* DATA PROVIDED
PR #207, opened 2016-06-18
Support Swift 3.0 and Xcode 8.0 (8S128d)

ShinCurry:
I only converted syntax to Swift 3.0, uncertain whether there will be a new bug,

but it seems work well on my own project.


daltoniam:
Thank you for the PR. I had a swift 3 branch here:

https://github.com/daltoniam/Starscream/tree/swift3

I merged those changes with the xCode 8 converter changes as well (will bring some breaking changes). Thanks again!

PR #209, opened 2016-06-24
Returned custom close reason from server according to RFC 6455

Abeansits:
It appears to me as if this feature has been planned but not fully implemented. 
By actually using the parsed string we support close reason mentioned here: https://tools.ietf.org/html/rfc6455#section-7.1.6


daltoniam:
Ah nice catch. Thank you!

PR #214, opened 2016-07-06
Xcode 8 beta 2 updates

noremac:
Xcode 8 beta 2 has introduced a few new issues that needed to be addressed.

As the current swift 3 branch was a bit behind master, I've started fresh from the latest master and converted everything over again. Where Xcode's conversion failed, I've copied the existing fixes that were on the swift3 branch.

I'm not 100% sure if any other non-swift-3 changes have gone on here, so this may have not been the best approach. Let me know if you'd like an updated PR!


daltoniam:
Thanks for the PR. Can we point it at the Swift 3 branch? I know it is a tad behind, but shouldn't be anything major and couldn't easily be pulled in. Also the current Swift 3 branch brought in a couple of idiomatic changes for Swift 3 that I would like to keep (such as changing `writeString` and `writeData` to just `write`, with a named first parameter as required by Swift now). If we could include those changes and pointed to be merged into the Swift 3 branch I would appreciate it. Thanks!

noremac:
I could not figure out how to edit this PR appropriately, so I've made a new one with the correct destination branch here: https://github.com/daltoniam/Starscream/pull/218. The `write` methods are re-named as well.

* ACTIVITY
Copy every line of the material in which the word "that" occurs.

* EXPECTED OUTPUT
Xcode 8 beta 2 has introduced a few new issues that needed to be addressed.
As the current swift 3 branch was a bit behind master, I've started fresh from the latest master and converted everything over again. Where Xcode's conversion failed, I've copied the existing fixes that were on the swift3 branch.
Thanks for the PR. Can we point it at the Swift 3 branch? I know it is a tad behind, but shouldn't be anything major and couldn't easily be pulled in. Also the current Swift 3 branch brought in a couple of idiomatic changes for Swift 3 that I would like to keep (such as changing `writeString` and `writeData` to just `write`, with a named first parameter as required by Swift now). If we could include those changes and pointed to be merged into the Swift 3 branch I would appreciate it. Thanks!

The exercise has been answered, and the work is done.